For peptide N-glycosidase F (PNGase F) treatment, brain preparations were treated with 0.5 µg/mL of PK for 1 h prior to PNGase F treatment. PNGase treatment was performed using a PNGase F enzyme kit (P0704S; New England BioLabs, USA) as recommended by the supplier. Reaction mixtures were precipitated with 1:1 methanol/acetone overnight at −20 °C and centrifuged at 14,000 r/min for 1 h. The obtained pellets were then subjected to immunoblotting.
Immunohistochemistry
To detect PrPSc, immunohistochemical analyses were performed using an ABC kit (Vector Laboratories, USA) according to a modified avidin-biotin-peroxidase method [5]. Briefly, 5-μm thick paraffin-blocked brain sections were deparaffinized with xylene, hydrated in a graded ethanol series, and then treated with 10 mM sodium citrate (pH 6.0, 0.5% Tween 20) for an antigen retrieval reaction in a microwave oven (LG Electronics, Korea) for 15 min. To stain the PrP, 10 µg/mL of PK were treated for 7 min at room temperature. After three washes in PBS, the tissue slides were treated with 0.3% hydrogen peroxidase in methyl alcohol for 30 min to block endogenous peroxidase activity at room temperature. Non-specific sites were blocked with blocking buffer (10% normal goat serum, 0.1% BSA, 0.1% Triton X-100 in PBS) for 1 h at room temperature. Tissue slides were then incubated overnight at 4 °C with anti-PrP antibody 3F10 (1:100) [5]. After rinsing with PBS, tissue slides were treated with biotinylated goat anti-mouse IgG (1:500) at room temperature for 1 h and avidin-biotin-peroxidase complexes (Vector Laboratories) and developed with a diaminobenzidine (DAB)-hydrogen peroxide solution (0.0005% DAB and 0.03% hydrogen peroxide in 50 mM Tris buffer). Next, the tissue sections were counterstained with Harris Hematoxylin solution, Gill No. 3 (Sigma, USA) and examined under a light microscope (Olympus BX51; Olympus, Japan). For immunofluorescence staining, brain sections were incubated with mouse monoclonal anti-NeuN antibody (1:200, Millipore) and rabbit polyclonal anti-GFAP antibody (1:200, Dako). Sections were subsequently visualized with Alexa Fluor 488-conjugated and 568-conjugated goat anti-mouse and anti-rabbit IgG (Molecular Probes, USA). Fluorescence images were obtained under a confocal laser staining microscope using Zen software (LSM-700; Carl Zeiss, Germany). In addition, double-labeling was performed to examine the distributions of neurons and astrocytes.
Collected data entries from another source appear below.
Issue #4312, opened 2018-11-05
[UWP] Skipping setting "default values" for element properties in renderers is problematic


RemusVasii:
https://github.com/xamarin/Xamarin.Forms/blob/ee91ac443941133a9163c62787d831ad16aaa156/Xamarin.Forms.Platform.UAP/ButtonRenderer.cs#L58

Is checking of default values really necessary in renderers?:

If ... Element.Padding != Button.PaddingProperty.DefaultValue ... UpdatePadding();

The default padding value for a Xamarin button is (0,0,0,0), while the default padding for a UWP button is (8,4,8,4). (https://msdn.microsoft.com/en-us/library/windows/apps/mt299109.aspx)

This means that if I set padding (0,0,0,0) on a Xamarin button, and I really want it to be (0,0,0,0) on UWP, the renderer will skip setting the padding property. And my UWP button will have a (8,4,8,4) padding, which is not my intent!

Does checking and skipping default property values in renderers have any meaningful purpose? It seems to me that it creates more problems than it solves.

RemusVasii:
Well, there is also a TODO coment in there, which I did not see initially:

https://github.com/xamarin/Xamarin.Forms/blob/ee91ac443941133a9163c62787d831ad16aaa156/Xamarin.Forms.Platform.UAP/ButtonRenderer.cs#L42

But anyway, why not solve the problem now?

PR #4330, opened 2018-11-07
[All] Fix TextDecorations & DataTigger interaction

### LINKED ISSUE #4121: Forms 3.3: TextDecorations aren't unset by a DataTrigger
### Description

In Forms 3.3, `TextDecorations` aren't unset by a DataTrigger, unlike `FontAttributes`, which are.

### Steps to Reproduce

1. Run the attached sample.
2. Browse to the "Basic Switch Bindings" page.
3. Toggle the italic/bold switches on/off and the text appearance changes as expected.
4. Toggle the underline or strikethrough switches on/off.

### Expected Behavior

The text is underlined/receives strikethrough, and when toggling the switches to off the text decoration is undone.

### Actual Behavior

The text is underlined/receives strikethrough, but the text decoration remains when toggling the switches to off.

### Basic Information

- Version with issue: 3.3 -pre3.
- IDE: VSMac
- Platform Target Frameworks: 
  - iOS:  12.0
  - Android: API 27.
  - UWP:  Not tried.

### Screenshots

Underline switch toggled on:

simulator screen shot - iphone 8 - 2018-10-18 at 10 26 07

Underline switch toggled off:

simulator screen shot - iphone 8 - 2018-10-18 at 10 26 12

### Reproduction Link

[SwitchDemo.zip](https://github.com/xamarin/Xamarin.Forms/files/2491188/SwitchDemo.zip)

### LINKED ISSUE #8272: [Bug] TextDecorations don't work
# Description

Tested on iOS. I set underline or strikethrough on a label and nothing renders using 4.3.0 stable. 

### Basic Information

- Version with issue: 4.3.0
- Last known good version: ?
- Platform Target Frameworks: 
  - iOS:  12.2, 13.1

### Screenshots

Screenshot 2019-10-27 20 29 05

### Reproduction Link

https://github.com/davidortinau/fabriculous/blob/bug/decorations/Fabriculous/Pages/ButtonsPage.xaml#L42

alanag13:
### Description of Change ###
Fixes an issue that makes it impossible to remove a TextDecoration that is set by a DataTrigger once it has been set.

More accurately, this change makes `BindableObject.ClearValue` behave the way it is supposed to for `TextDecorations`.

### Issues Resolved ### 
- fix #4121
- fix #8272 

### Platforms Affected ### 
 - iOS
- macOS
- Android
- UWP
- WPF

Calls to `ClearValue` on Elements with `TextDecorations` will now correctly display their pre-datatrigger appearance.

### Testing Procedure ###
Run the included UITest. The switch should cause to alternately appear and disappear.

### PR Checklist ###

- [X] Has automated tests 


alanag13:
**Background:**
In many recent changes to XF, a check to `BindableObject.IsSet` has been added to the render logic in order to prevent any XF-established defaults from clobbering any values that may have been set by custom renderers or effects.

As seen here, a drawback to this approach is that `IsSet` will be false when `ClearValue` is called, so in this example, DataTriggers could set a new value, but never reset it. I noticed that some other properties try to work around this problem by also checking to see if new value is the same as the default value, like this:
https://github.com/xamarin/Xamarin.Forms/blob/ee91ac443941133a9163c62787d831ad16aaa156/Xamarin.Forms.Platform.UAP/ButtonRenderer.cs#L42

However, as the comment notes, this has the drawback that it is impossible to set the property back to the default value. See #4312.

I *believe* that the approach I'm taking here resolves this more high-level issue while also still serving the purpose of protecting the values in the case of custom renderers and effects, but am looking for feedback/confirmation. If the team agrees this approach looks good, I can similarly file a PR that would address #4312.

Xamarin.Forms.Platform.iOS/Renderers/LabelRenderer.cs
```diff
@@ -161,7 +161,7 @@ protected override void OnElementPropertyChanged(object sender, PropertyChangedE
 				UpdateTextDecorations();
```
PureWeen:
```suggestion
				UpdateTextDecorations(false);
```

Xamarin.Forms.Platform.Android/FastRenderers/LabelRenderer.cs
```diff
@@ -292,9 +292,9 @@ void UpdateFont()
 			}
 		}
 
-		void UpdateTextDecorations()
+		void UpdateTextDecorations(bool isNewElement)
```
PureWeen: I wonder if instead of adding this property we just do an if check inside *OnElementChanged* to not call UpdateTextDecorations since that's really the only scenario this bool is accounting for

Xamarin.Forms.Platform.Android/FastRenderers/LabelRenderer.cs
```diff
@@ -292,9 +292,9 @@ void UpdateFont()
...
 		{
-			if (!Element.IsSet(Label.TextDecorationsProperty))
+			if (!Element.IsSet(Label.TextDecorationsProperty) && isNewElement)
```
PureWeen: I'm thinking that checking for IsSet isn't the most reliable way to check for the TextDecorationsProperty. 
Wouldn't checking *if Label.TextDecoration == TextDecorations.None*
Be more accurate?

Xamarin.Forms.Platform.iOS/Renderers/LabelRenderer.cs
alanag13: Am I missing something here? True should be used if it's a new element, false if it's an updated property on an existing one.

Xamarin.Forms.Platform.Android/FastRenderers/LabelRenderer.cs
alanag13: That would prevent you from explicitly removing the text decorations after they had been set for the first time.

Xamarin.Forms.Platform.iOS/Renderers/LabelRenderer.cs
PureWeen: Nothing was specified so it was causing a compile error. 

This UpdateTextDecorations is part of the ElementPropertyChanged right?

https://github.com/xamarin/Xamarin.Forms/blob/221f43d689393bc58811d602c93fc7a74f348a5c/Xamarin.Forms.Platform.iOS/Renderers/LabelRenderer.cs#L161

Xamarin.Forms.Platform.Android/FastRenderers/LabelRenderer.cs
alanag13: Yeah, we could just check for !isSet in that call instead of passing the bool, I can change it to work that way

alanag13:
@PureWeen had a couple questions and responses about some of your points. Also, let me know about my background in the pot above. This problem exists in a lot of there's properties that use IsSet and I wanted to check to see if this approach  (with whatever tweaks we land  on) was good for addressing other properties too.

Xamarin.Forms.Platform.iOS/Renderers/LabelRenderer.cs
alanag13: Oh oops, that was added in a PR separate from the one I did this feature in so I missed it. I could have sworn I ran this on all platforms, that's embarrassing.

Xamarin.Forms.Platform.Android/FastRenderers/LabelRenderer.cs
alanag13: actually wait, no it wouldn't haha. I've locked myself into the line of thinking that I had before adding isNewElement. I can change this too.

Xamarin.Forms.Platform.iOS/Renderers/LabelRenderer.cs
alanag13: Ah, I think I tested this before that change went in and then rebased with out building again before I filed this.

PureWeen:
@alanag13 so I'm not the biggest fan of checking IsSet mainly because if you define a defaultValueCreator on the bindable property then IsSet doesn't really do anything useful. I consider IsSet to have side effects that I don't want to deal with. For example if I add a defaultValueCreator to something it'll cause all code that uses IsSet to now behave differently.

The core idea with these types of checks is basically
- Did the user set anything? no? ok just use the platform default
- Did the user set something? yes? ok let's store the default so if they want to go back to the default we can

With Enumerations that's typically done by having a "Default" and then with non enumerations we've sometimes used IsSet because then (in theory) the user can use ClearValue at which point we return back to the native property.

Example here https://github.com/xamarin/Xamarin.Forms/pull/3174/files  with Button Padding. The code in that PR doesn't work fully as intended because the bindable property for padding has a DefaultValueCreator. This means that when you clear the bindable property IsSet remains true so the user can't get back to "Default". The padding code needs to be rewritten to have some sort of "default value" representing not set. I'm thinking something like *new Thickness(double.NegativeInfinity)*

(Hopefully I'm still answering your question and not going off on a tangent)

So (hypothetically) with TextDecorations if we had stuck to the usual pattern  "None" would always be actionable and then Default would be what is used to say just don't do anything please or please return me to my defaults. This is why we are now having to add some extra code. Because we've overloaded what "None" means

For example we now kind of have two different things happening based on the "None" setting. If you have a new control don't do anything but if you set it back to None then do things that "represent" none.  In theory they are the same so it doesn't matter but it is a bit atypical to our pattern. 

Because
None == Default then I would say *!IsSet* can't be trusted as meaning Default because what if someone changes the Default on the bindable property? Now the code breaks.

That's why I was thinking instead of using *!IsSet* we would check if the property != None
```C#
		protected override void OnElementChanged(ElementChangedEventArgs<Label> e)
		{
			if (e.NewElement != null)
			{
				if (Control == null)
				{
					SetNativeControl(new NativeLabel(RectangleF.Empty));
#if !__MOBILE__
					Control.Editable = false;
					Control.Bezeled = false;
					Control.DrawsBackground = false;
#endif
				}

				UpdateLineBreakMode();
				UpdateAlignment();
				UpdateText();
				if(Element.TextDecorations != TextDecorations.None)
					UpdateTextDecorations();
				UpdateTextColor();
				UpdateFont();
				UpdateMaxLines();
			}

			base.OnElementChanged(e);
		}
```

alanag13:
@PureWeen thanks for the detailed response! That all makes sense. Do you think the other renderers that use isSet could be improved by a combo of checking  for the default value and checking if it's an update, or do you think this solution is only applicable in this case?

PureWeen:
@alanag13  It's been a minute and I still kind of have holiday brain but I think I'm following you.

In these cases we usually save the native thing being changed to a local default value so the state can be "reset" to whatever it was natively.

I think this handles the cases you bring up 
1) if it's the first time applied it just saves the current state of PaintFlags to *paintflagsDefault*
2) If anything causes the TextDecorations to flip back to None then just apply the *paintflagsDefault*

```C#
		int paintflagsDefault = -1;
		void UpdateTextDecorations()
		{
			var textDecorations = Element.TextDecorations;

			if (paintflagsDefault == -1)
				paintflagsDefault = (int)PaintFlags;

			if (textDecorations == TextDecorations.None)
				PaintFlags = (PaintFlags)paintflagsDefault;
			else
			{
				if ((textDecorations & TextDecorations.Strikethrough) == 0)
					PaintFlags &= ~PaintFlags.StrikeThruText;
				else
					PaintFlags |= PaintFlags.StrikeThruText;

				if ((textDecorations & TextDecorations.Underline) == 0)
					PaintFlags &= ~PaintFlags.UnderlineText;
				else
					PaintFlags |= PaintFlags.UnderlineText;
			}
		}
```

It's similar to how the typeface code does it
https://github.com/xamarin/Xamarin.Forms/blob/5716f8d75704328a8a73a1bfdc83e37e55d5d662/Xamarin.Forms.Platform.Android/Renderers/FontExtensions.cs#L62

samhouts:
@alanag13 Feel free to remove the do-not-merge label when you've submitted your changes. Thanks!

samhouts:
@alanag13 Are you able to address the feedback? Thanks!

alanag13:
hey @samhouts I've been meaning to come back to this and clean up the final feedback, I'll try to get to it soon. Sorry to keep y'all waiting.

GitInfo.txt
```diff
@@ -1 +1 @@
-4.1.0
\ No newline at end of file
+4.1.0
```
alanag13: I merged master into my branch to get caught up instead of 4.1.0, and this is what happened when I tried to change it back 🤷‍♂

alanag13:
@PureWeen @rmarinho @samhouts I'm back from the dead and this is ready to be reviewed again. Unfortunately it doesn't look like I have permission to edit labels on issues, so I can't remove the `DO NOT MERGE` label like was previously requested.

alanag13:
@PureWeen @rmarinho @samhouts are the UITest failures related? Any guidance on what to be looking at if they are?

alanag13:
@samhouts @PureWeen just wanted to check on this again and see what i can do, if anything. Are the UITests related?

rmarinho:
@alanag13 sorry, let's rebase again, see if tests feel better.

GitInfo.txt
rmarinho: encoding?

alanag13:
@rmarinho rebased onto 4.1

GitInfo.txt
alanag13: reverted via `git checkout`, seems good now

alanag13:
@rmarinho test failures related? Should I rebase again?

PureWeen:
Yes please @alanag13 ! Can you rebase on 4.2.0?

Xamarin.Forms.Platform.UAP/LabelRenderer.cs
```diff
@@ -136,7 +137,9 @@ protected override void OnElementChanged(ElementChangedEventArgs<Label> e)
 				_isInitiallyDefault = Element.IsDefault();
 
 				UpdateText(Control);
-				UpdateTextDecorations(Control);
+
+				if (e.OldElement?.TextDecorations != e.NewElement.TextDecorations)
```
rmarinho:
```suggestion
				if (e.OldElement?.TextDecorations != e.NewElement?.TextDecorations)
```

Xamarin.Forms.Platform.UAP/LabelRenderer.cs
```diff
@@ -177,20 +180,25 @@ protected override void OnElementPropertyChanged(object sender, PropertyChangedE
...
-			if (!Element.IsSet(Label.TextDecorationsProperty))
-				return;
-
 			var elementTextDecorations = Element.TextDecorations;
 
-			if ((elementTextDecorations & TextDecorations.Underline) == 0)
-				textBlock.TextDecorations &= ~Windows.UI.Text.TextDecorations.Underline;
-			else
-				textBlock.TextDecorations |= Windows.UI.Text.TextDecorations.Underline;
+			if (_textDecorationsDefault == 1)
```
rmarinho:
```suggestion
			if (Control == null)
			    return;
			if (_textDecorationsDefault == 1)
```

Xamarin.Forms.Platform.WPF/Renderers/LabelRenderer.cs
```diff
@@ -25,7 +26,8 @@ protected override void OnElementChanged(ElementChangedEventArgs<Label> e)
 
 				// Update control property 
 				UpdateText();
-				UpdateTextDecorations();
+				if (e.OldElement?.TextDecorations != e.NewElement.TextDecorations)
```
rmarinho:
```suggestion
				if (e.OldElement?.TextDecorations != e.NewElement?.TextDecorations)
```

Xamarin.Forms.Platform.iOS/Renderers/LabelRenderer.cs
```diff
@@ -164,8 +166,13 @@ protected override void OnElementChanged(ElementChangedEventArgs<Label> e)
...
 				UpdateLineBreakMode();
 				UpdateAlignment();
-				UpdateText();
-				UpdateTextDecorations();
+				if (e.OldElement?.Text != e.NewElement?.Text)
+				{
+					UpdateText();
+					UpdateTextDecorations();
+				}
+				if (e.OldElement?.TextDecorations != e.NewElement.TextDecorations)
```
rmarinho:
```suggestion
				if (e.OldElement?.TextDecorations != e.NewElement?.TextDecorations)
```

rmarinho:
@alanag13 can you pick this up soon, or should we take over? thanks

alanag13:
hey @rmarinho sorry for the slow movement here, I just moved and am still in the process of getting all my things in order, but I'm almost done. I'll try to get this rebased again soon.

alanag13:
@rmarinho retargeted/rebased to master.

Xamarin.Forms.Platform.UAP/LabelRenderer.cs
```diff
@@ -143,7 +144,9 @@ protected override void OnElementChanged(ElementChangedEventArgs<Label> e)
 				_isInitiallyDefault = Element.IsDefault();
 
 				UpdateText(Control);
-				UpdateTextDecorations(Control);
+
+				if (e.OldElement?.TextDecorations != e.NewElement?.TextDecorations)
```
PureWeen: Do we need this check?

Xamarin.Forms.Platform.WPF/Renderers/LabelRenderer.cs
```diff
@@ -26,7 +27,8 @@ protected override void OnElementChanged(ElementChangedEventArgs<Label> e)
 
 				// Update control property 
 				UpdateText();
-				UpdateTextDecorations();
+				if (e.OldElement?.TextDecorations != e.NewElement?.TextDecorations)
```
PureWeen: Do we need this check?

alanag13:
@PureWeen ugh, I must have messed up something in the merge, I admittedly cheated and didn't test it over again. I'll check it out :-|

alanag13:
@PureWeen It appears that https://github.com/xamarin/Xamarin.Forms/pull/6944/files#diff-381c6c37e826f38028e8841495e4f78e inadvertently made text decorations stop working on iOS entirely, I found that the normal gallery views also no longer displayed correctly.

PureWeen:
@alanag13 that's unfortunate :-/

 in your explorations did you see the issue? Is it an easy fix along side this PR?

alanag13:
@PureWeen I was able to make the TextDecorations behave as normal once again and pushed that change, but for some reason now the the text size seems to change when I toggle the switch, I'm pausing here for now but can take a closer look again in a bit, unless you have any ideas?

PureWeen:
@alanag13 can you log an issue expanding on these comments?

https://github.com/xamarin/Xamarin.Forms/pull/4330#issuecomment-545731143

Just indicate what gallery you are running? Then we can get it marked as a regression and get that fixed quickly

alanag13:
@PureWeen sorry I didn't see this, it looks like @davidortinau made an issue though. I'm just running the Label Gallery, it has underline and strikethrough pages

alanag13:
@PureWeen both issues should be fixed now.
At the time that I first implemented TextDecorations, (i think) it was the only prop that made use of `AttributedText`. Now other props use that, so `_defaultTextDecorations` was saving TextAttributes that were added from unrelated props; this is what was causing my size change issue. The fact that text decorations werent working at all was just caused by a line that was accidentally deleted.

alanag13:
@rmarinho Your merge of master into this fix branch undid my change that fixed this on iOS:
https://github.com/xamarin/Xamarin.Forms/pull/4330/files/5d21503bf1e7e278962f3eb8d96ed242dd141355..582e9a1c3699ec66ca0dceed71db1ad8db4369fa

I don't know for certain but I suspect that the UWP problem you're describing is also an issue in master, can you verify this?

I apologize but I don't currently have much time to look at this, if it isn't too much to ask i'd like MSFT to close this one out.

rmarinho:
Master works fine on UWP . 

Ok we will be taking over this one.  

Thanks

akamud:
Is this planned for 4.3 SR or 4.4? Since this causes a regression on iOS (#8272) that is quite impactful (due to it also being a visual bug), I'm kind of worried that there is no activity on this issue anymore.

Mikilll94:
Any update on this? This causes a regression on iOS - #8272, so this should have high priority.

jsuarezruiz:
@alanag13 Could you rebase branch 4.5.0 to fix the conflicts?. Thanks!

samhouts:
I'm going to close this because we've fixed #8272, and we'll likely need to reevaluate the fix for #4121 now that it's done. @alanag13 If you're able to pick that work up again, we'd be happy to work with you! Thanks!!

Semi-quantitative grading for lesion profile
Semi-quantitative vacuolar degeneration grading was performed in nine standard sites of each mouse brain by applying previously established methods [6]. Briefly, areas of vacuolar degeneration in mouse brain tissue sections were counted under a light microscope (BX51, 100 × magnifications; Olympus). Three tissue sections from each of the three tissue blocks for each mouse were used for lesion counting. The scoring system assessed the number and size of vacuolar changes and was expressed by the following scale: 0, no vacuolation; 1, a few vacuoles widely and unevenly scattered; 2, a few vacuoles evenly scattered; 3, a moderate number of vacuoles evenly scattered; and 4, marked vacuolation [7].
Statistical analysis
All data are expressed as mean ± standard error of the mean values. Differences between two groups were compared by using two-tailed unpaired Student's t-tests. Statistical significance was defined as *p < 0.05, **p < 0.01, and ***p < 0.001.
RESULTS
Serial transmission of mouse-adapted ME7 scrapie strains to TgSShpPrP mice
Intracerebral inoculation of the mouse-adapted ME7 scrapie strain to transgenic mice expressing ovine PrP resulted in prion diseases with distinct clinical manifestations. In this study, the incubation period for ME7-infected C57BL/6J mice was 148.0 ± 1.19 days while that of ME7-infected TgSShpPrP mice at first passage was 227.0 ± 6.35 days, with reductions to 185.3 ± 5.41 days and 132 ± 1.55 days at 2nd and 3rd passages, respectively (Fig. 1).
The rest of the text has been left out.